Opinion
October 27, 1986
Appeal from the Supreme Court, Queens County (Lonschein, J.).
Ordered that the appeal from the order dated April 26, 1985 is dismissed, without costs or disbursements, as that order was superseded by the order granting renewal and reargument; and it is further,
Ordered that the order dated August 20, 1985 is reversed insofar as appealed from, on the law, without costs or disbursements, the order dated April 26, 1985 is vacated, the motion of the defendant hospital for summary judgment is granted, and the plaintiff's complaint is dismissed as against it.
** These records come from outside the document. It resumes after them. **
PR #308, opened 2023-04-06
Enable training and inference specific configurations using a single `IPUConfig`

HMellor:
# What does this PR do?

Currently the PR creates `inference_` and `training_` versions of: 
- `layers_per_ipu`
- `ipus_per_replica`
- `matmul_proportion`

in the `IPUConfig` constructor, which are populated either:
- From being explicitly defined in the constructor’s `kwargs`
- By defaulting to the non `inference_` or `training_` (this makes the PR backwards compatible with configs that don’t specify the execution mode)

Which version gets returned is decided by managed attributes created using Python descriptors ([Descriptor HowTo Guide](https://docs.python.org/3/howto/descriptor.html#managed-attributes)). i.e. `ipu_config.layers_per_ipu` will return different things depending on if `ipu_config.mode` is `training` or `inference`. This means that as long as the correct `mode` is set before `model.parallelize()` is called, the attributes for the correct mode will be retrieved by the descriptor’s getter.

This mode selection is currently done in the `pipeline` constructor and right before the `training_model` and `inference_model` is created in the `IPUTrainer`

## Before submitting

### DIFF
--- a/optimum/graphcore/ipu_configuration.py
+++ b/optimum/graphcore/ipu_configuration.py
@@ -133,10 +133,12 @@ class IPUConfig(BaseConfig):
 
         def __set__(self, obj, value):
             if isinstance(obj, IPUConfig):
+                logger.info(f"ManagedAttribute {self.attr} writing to {obj.mode}_{self.attr}")
                 return setattr(obj, f"{obj.mode}_{self.attr}", value)
 
         def __get__(self, obj, objtype=None):
             if isinstance(obj, IPUConfig):
+                logger.info(f"ManagedAttribute {self.attr} reading from {obj.mode}_{self.attr}")
                 return getattr(obj, f"{obj.mode}_{self.attr}")
 
     # Create descriptor based managed attributes which will either return the
--- a/optimum/graphcore/ipu_configuration.py
+++ b/optimum/graphcore/ipu_configuration.py
@@ -166,8 +166,7 @@ class IPUConfig(BaseConfig):
 
             # If matmul_proportion is a list and its length is not equal to {mode}_ipus_per_replica, use the
             # default float value for default_matmul_prop instead
-            if (isinstance(matmul_prop, list) and
-                len(matmul_prop) != getattr(self, f"{mode}_ipus_per_replica")):
+            if isinstance(matmul_prop, list) and len(matmul_prop) != getattr(self, f"{mode}_ipus_per_replica"):
                 matmul_prop = 0.2
             setattr(self, f"{mode}_matmul_proportion", kwargs.pop(f"{mode}_matmul_proportion", matmul_prop))
 
--- a/optimum/graphcore/ipu_configuration.py
+++ b/optimum/graphcore/ipu_configuration.py
@@ -132,14 +132,16 @@ class IPUConfig(BaseConfig):
             self.attr = attr
 
         def __set__(self, obj, value):
-            logger.info(f"ManagedAttribute {self.attr} writing to {obj.mode}_{self.attr}")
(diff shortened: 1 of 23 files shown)


optimum/graphcore/modeling_utils.py
```diff
@@ -304,8 +304,8 @@ def split_encoder_decoder_ipu_config(
 
     ipu_configs = {name: copy.deepcopy(ipu_config) for name in ["encoder", "decoder"]}
 
-    # Split layers_per_ipu between the given num layers
-    layers_per_ipu = _expand_layers_per_ipu_wildcard(ipu_config, num_encoder_layers + num_decoder_layers)
+    # Split inference_layers_per_ipu between the given num layers (this function is only called for generation)
+    layers_per_ipu = _expand_layers_per_ipu_wildcard(ipu_config, num_encoder_layers + num_decoder_layers, True)
```
HMellor, line 308:
```suggestion
    layers_per_ipu = _expand_layers_per_ipu_wildcard(ipu_config, num_encoder_layers + num_decoder_layers, for_training=False)
```

HMellor:
Not sure why the `mode` property isn't appearing in the docs, they should be supported https://github.com/huggingface/doc-builder/pull/87

optimum/graphcore/ipu_configuration.py
```diff
@@ -119,11 +127,49 @@ class IPUConfig(BaseConfig):
...
-        self.layers_per_ipu = kwargs.pop("layers_per_ipu", [-1])
-        self.ipus_per_replica = kwargs.pop("ipus_per_replica", len(self.layers_per_ipu))
+        # Get execution mode agnostic arguments
+        layers_per_ipu = kwargs.pop("layers_per_ipu", [-1])
+        ipus_per_replica = kwargs.pop("ipus_per_replica", len(layers_per_ipu))
+        matmul_proportion = kwargs.pop("matmul_proportion", 0.2)
+
+        # Get execution mode specific arguments (if available)
+        for mode in self.modes:
+            setattr(self, f"{mode}_layers_per_ipu", kwargs.pop(f"{mode}_layers_per_ipu", layers_per_ipu))
```
katalinic-gc, line 160: nitpicking, would you mind inserting a space after this and the next `setattr` to visually separate the three attributes

HMellor:
> do we need to establish what is more common to determine what the default should be? 

Currently the default `mode` is training because:
- The default mode for `torch.nn.Module` is also training
-  IPU pipelines made for training will always work for inference, but not the other way around
Therefore, the performance will either be the same or better than it is now:
- If you are using the `IPUTrainer` or `Pipeline`
- Depending on the advanced developers knowledge of the IPUConfig

> what the most appropriate place would be
Yeah, unfortunately `to_options()` is too late for the `mode` to be set because it needs to be set to the correct value before `parallelize()` is called

> maybe the logic in `IPUConfig.to_options` should also be adapted eventually as it currently does the `for_inference` checks explicitly.

Yeah I agree with this. We would need to change the `if for_inference` to `if self.mode == "inference"` and turn `replication_factor` and `device_iterations` into `ManagedAttributes`

optimum/graphcore/ipu_configuration.py
HMellor: Yeah that's fine by me, more readable is more better

katalinic-gc (approved):

jimypbr:
Could you app `nn.Module` and also have `IPUConfig.train()` and `IPUConfig.eval()`?

HMellor:
> Could you ape `nn.Module` and have `ipu_config.train()` and `ipu_config.eval()` instead of `ipu_config.mode = "train"`

Good suggestion, done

In this medical malpractice action, the hospital moved for summary judgment dismissing the plaintiffs' complaint as against it. In support of the motion, the hospital submitted, inter alia, a detailed affidavit dated March 27, 1985, from a qualified physician who concluded that the hospital, in its treatment of the plaintiff Betty Echeverri, had acted in accordance with good and accepted medical practice at all times. The primary response to this motion was an affirmation by the plaintiffs' attorney which, inter alia, simply attested to the strength of the plaintiffs' case.
Under these circumstances, the hospital's motion for summary judgment should have been granted. As the court stated in Neuman v Greenstein ( 99 A.D.2d 1018): "Submission of a hearsay affirmation by counsel alone does not satisfy the requirement that a party opposing a motion for summary judgment, to which the movant would otherwise be entitled, demonstrate by admissible evidence the existence of a factual issue for trial (Zuckerman v City of New York, 49 N.Y.2d 557; Himber v Pfizer Labs., 82 A.D.2d 776). Where a medical malpractice defendant, in a motion for summary judgment, asserts that he performed the operation in accordance with accepted standards of medical practice, and thus should not have been named as a party defendant, the plaintiff must respond with rebutting medical evidence demonstrating a departure from accepted medical procedure (Pan v Coburn, 95 A.D.2d 670). `The burden upon a party opposing a motion for summary judgment is not met merely by a repetition or incorporation by reference of the allegations contained in pleadings or bills of particulars, verified or unverified' (Indig v Finkelstein, 23 N.Y.2d 728, 729). At least some statement of medical expertise in rebuttal was required in order to defeat defendant's motion for summary judgment (see Canter v Mulnick, 93 A.D.2d 751, 752)" (cf. Winegrad v New York Univ. Med. Center, 64 N.Y.2d 851).
Accordingly, Special Term should have granted summary judgment to the hospital.
Finally, despite the lack of any cross appeal by the plaintiff, we note that so much of the order dated August 20, 1985, as granted the hospital's motion to renew its prior motion for summary judgment, was error. In the hospital's papers in support of its motion to renew its prior motion for summary judgment, it submitted an affidavit dated June 7, 1985, from the very same physician who had submitted the March 27, 1985 affidavit in support of the initial motion for summary judgment. The affidavit dated June 7, 1985 was even more detailed than the affidavit dated March 27, 1985. In this regard, the hospital "violated the rule prohibiting successive motions for summary judgment in the guise of motions to renew where the `new' material could have been submitted with the original motion for summary judgment" (Rose v La Joux, 93 A.D.2d 817, 818). Nevertheless, in view of the sufficiency of the physician's March 27, 1985 affidavit, the court should have granted the initial motion for summary judgment in favor of the hospital. Mangano, J.P., Brown, Rubin and Spatt, JJ., concur.